* **Assigned task**: The lines below that include the word "added" are to be reported.

* **Material for this task**:
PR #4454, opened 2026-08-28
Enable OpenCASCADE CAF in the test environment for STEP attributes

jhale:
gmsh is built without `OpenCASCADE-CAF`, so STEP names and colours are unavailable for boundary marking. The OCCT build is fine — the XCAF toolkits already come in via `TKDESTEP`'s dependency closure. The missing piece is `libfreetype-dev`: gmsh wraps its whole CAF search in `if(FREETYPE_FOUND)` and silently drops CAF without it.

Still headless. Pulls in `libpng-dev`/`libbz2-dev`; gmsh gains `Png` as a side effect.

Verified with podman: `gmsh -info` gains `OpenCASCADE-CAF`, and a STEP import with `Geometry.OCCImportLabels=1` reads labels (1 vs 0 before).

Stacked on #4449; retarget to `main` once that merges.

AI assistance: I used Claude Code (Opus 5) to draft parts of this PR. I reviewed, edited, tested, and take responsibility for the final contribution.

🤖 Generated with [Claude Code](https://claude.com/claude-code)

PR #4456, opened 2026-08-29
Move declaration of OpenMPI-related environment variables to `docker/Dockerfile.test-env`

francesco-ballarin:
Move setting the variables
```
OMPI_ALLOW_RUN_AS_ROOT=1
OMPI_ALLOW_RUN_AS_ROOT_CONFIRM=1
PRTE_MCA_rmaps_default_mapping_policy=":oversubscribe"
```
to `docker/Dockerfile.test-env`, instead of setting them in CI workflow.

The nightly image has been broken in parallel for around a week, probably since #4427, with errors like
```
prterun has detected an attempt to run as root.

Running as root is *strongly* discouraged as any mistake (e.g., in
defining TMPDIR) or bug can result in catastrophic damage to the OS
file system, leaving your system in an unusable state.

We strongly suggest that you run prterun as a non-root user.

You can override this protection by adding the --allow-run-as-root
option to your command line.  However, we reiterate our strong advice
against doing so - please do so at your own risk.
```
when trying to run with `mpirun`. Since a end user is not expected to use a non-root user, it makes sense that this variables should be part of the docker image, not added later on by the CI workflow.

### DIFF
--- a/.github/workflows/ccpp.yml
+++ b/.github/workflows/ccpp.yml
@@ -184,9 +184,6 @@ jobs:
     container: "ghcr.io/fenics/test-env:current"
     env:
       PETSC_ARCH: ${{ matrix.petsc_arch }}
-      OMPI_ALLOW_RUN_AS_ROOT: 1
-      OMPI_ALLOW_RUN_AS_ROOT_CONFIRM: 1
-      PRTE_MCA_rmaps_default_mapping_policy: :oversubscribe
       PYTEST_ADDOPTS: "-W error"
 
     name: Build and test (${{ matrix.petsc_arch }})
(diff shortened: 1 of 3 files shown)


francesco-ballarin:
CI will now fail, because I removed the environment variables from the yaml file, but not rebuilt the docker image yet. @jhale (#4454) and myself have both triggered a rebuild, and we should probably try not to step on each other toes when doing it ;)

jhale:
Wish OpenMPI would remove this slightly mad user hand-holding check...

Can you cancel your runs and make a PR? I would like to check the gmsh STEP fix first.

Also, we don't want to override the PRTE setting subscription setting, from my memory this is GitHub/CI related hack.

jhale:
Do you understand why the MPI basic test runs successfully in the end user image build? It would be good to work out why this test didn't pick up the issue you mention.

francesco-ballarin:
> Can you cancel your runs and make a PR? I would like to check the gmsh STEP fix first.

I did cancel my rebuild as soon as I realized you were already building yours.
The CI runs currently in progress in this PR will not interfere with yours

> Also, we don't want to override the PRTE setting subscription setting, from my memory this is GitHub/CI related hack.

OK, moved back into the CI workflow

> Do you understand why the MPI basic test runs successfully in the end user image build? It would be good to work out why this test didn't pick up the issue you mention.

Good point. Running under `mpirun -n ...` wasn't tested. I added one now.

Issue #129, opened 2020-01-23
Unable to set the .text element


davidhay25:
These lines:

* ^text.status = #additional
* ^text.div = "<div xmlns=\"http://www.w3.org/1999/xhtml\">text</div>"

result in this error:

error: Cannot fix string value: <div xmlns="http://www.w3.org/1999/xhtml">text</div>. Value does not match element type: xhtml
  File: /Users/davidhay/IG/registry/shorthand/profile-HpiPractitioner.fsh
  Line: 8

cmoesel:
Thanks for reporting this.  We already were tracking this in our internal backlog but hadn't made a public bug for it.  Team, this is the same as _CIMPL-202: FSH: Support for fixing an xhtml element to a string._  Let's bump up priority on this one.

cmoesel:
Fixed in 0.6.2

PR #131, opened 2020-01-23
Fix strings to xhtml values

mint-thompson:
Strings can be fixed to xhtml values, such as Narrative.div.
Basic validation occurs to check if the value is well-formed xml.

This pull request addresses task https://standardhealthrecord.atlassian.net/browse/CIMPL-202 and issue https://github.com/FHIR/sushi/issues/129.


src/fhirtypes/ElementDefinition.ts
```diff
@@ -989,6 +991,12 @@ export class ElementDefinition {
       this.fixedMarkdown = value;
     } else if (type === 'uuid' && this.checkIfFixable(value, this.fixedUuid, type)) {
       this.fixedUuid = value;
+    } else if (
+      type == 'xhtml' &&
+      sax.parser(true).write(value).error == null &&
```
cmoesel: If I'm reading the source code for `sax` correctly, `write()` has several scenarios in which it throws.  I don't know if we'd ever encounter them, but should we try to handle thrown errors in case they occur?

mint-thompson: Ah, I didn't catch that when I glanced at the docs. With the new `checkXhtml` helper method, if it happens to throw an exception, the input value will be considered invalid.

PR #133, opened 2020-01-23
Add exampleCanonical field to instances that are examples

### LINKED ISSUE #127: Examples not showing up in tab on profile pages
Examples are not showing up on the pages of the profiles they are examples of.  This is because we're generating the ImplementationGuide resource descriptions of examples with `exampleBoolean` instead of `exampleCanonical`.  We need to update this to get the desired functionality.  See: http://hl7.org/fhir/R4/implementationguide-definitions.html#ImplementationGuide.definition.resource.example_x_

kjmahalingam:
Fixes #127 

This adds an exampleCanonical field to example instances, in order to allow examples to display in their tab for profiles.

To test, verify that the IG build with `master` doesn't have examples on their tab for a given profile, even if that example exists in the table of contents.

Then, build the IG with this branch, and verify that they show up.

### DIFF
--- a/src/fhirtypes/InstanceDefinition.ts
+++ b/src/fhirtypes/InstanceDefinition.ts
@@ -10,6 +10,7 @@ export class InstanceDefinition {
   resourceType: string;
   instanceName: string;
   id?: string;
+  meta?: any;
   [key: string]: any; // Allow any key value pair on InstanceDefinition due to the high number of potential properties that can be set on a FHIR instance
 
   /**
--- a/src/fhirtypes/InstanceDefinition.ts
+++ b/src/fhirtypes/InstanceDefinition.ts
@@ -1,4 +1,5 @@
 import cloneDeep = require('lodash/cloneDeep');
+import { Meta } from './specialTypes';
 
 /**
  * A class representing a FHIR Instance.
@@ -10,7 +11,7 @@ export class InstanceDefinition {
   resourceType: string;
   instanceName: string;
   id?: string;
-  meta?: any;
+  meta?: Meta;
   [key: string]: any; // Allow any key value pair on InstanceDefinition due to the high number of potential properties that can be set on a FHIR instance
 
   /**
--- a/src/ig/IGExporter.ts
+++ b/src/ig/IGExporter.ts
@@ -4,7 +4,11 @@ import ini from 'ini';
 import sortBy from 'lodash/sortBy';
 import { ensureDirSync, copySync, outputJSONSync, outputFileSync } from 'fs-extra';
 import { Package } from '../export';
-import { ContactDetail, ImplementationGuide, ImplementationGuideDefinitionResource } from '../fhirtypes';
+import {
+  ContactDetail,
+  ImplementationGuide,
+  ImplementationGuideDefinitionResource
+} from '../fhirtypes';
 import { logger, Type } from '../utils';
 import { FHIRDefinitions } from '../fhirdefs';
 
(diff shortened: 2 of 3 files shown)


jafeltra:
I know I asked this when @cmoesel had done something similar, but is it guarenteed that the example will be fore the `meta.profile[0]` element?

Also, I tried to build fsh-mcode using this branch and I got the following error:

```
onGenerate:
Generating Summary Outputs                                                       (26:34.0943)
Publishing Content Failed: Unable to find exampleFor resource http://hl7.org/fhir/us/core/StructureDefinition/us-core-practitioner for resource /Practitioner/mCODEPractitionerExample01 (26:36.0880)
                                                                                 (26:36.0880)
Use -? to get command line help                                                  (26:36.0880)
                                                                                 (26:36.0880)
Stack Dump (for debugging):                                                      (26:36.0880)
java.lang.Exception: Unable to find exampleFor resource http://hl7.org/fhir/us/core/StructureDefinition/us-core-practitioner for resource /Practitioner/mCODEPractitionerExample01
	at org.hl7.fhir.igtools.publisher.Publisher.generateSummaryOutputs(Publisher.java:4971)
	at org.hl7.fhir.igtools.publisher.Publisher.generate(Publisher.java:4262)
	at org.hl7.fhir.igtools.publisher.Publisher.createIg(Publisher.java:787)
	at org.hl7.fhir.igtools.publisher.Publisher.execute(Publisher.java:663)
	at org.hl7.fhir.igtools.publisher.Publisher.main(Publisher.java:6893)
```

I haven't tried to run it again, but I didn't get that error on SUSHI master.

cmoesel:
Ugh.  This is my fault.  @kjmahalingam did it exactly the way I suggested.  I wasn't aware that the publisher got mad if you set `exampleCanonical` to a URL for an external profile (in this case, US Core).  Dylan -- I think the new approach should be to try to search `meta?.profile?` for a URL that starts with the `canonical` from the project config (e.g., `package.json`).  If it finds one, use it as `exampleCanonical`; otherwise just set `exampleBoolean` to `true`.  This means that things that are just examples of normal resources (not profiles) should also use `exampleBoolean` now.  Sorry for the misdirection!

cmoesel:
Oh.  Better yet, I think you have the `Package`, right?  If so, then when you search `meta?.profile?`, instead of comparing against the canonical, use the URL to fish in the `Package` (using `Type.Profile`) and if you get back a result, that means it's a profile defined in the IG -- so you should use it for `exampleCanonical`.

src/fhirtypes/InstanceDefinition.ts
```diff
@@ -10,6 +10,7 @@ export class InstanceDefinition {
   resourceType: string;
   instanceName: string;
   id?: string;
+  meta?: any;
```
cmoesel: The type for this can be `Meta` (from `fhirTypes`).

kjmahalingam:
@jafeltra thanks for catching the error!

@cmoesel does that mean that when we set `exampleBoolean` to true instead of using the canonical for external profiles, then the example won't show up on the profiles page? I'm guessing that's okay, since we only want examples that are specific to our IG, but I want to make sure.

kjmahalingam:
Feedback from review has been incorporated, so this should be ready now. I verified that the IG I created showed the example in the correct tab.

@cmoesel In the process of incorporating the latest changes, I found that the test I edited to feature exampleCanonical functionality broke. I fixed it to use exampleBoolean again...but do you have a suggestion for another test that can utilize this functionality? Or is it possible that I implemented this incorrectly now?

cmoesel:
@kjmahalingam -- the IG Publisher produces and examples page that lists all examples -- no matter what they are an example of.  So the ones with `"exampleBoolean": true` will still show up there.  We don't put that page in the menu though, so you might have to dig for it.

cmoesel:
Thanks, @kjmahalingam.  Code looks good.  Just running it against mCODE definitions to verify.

* **Your solution**:
when trying to run with `mpirun`. Since a end user is not expected to use a non-root user, it makes sense that this variables should be part of the docker image, not added later on by the CI workflow.
Good point. Running under `mpirun -n ...` wasn't tested. I added one now.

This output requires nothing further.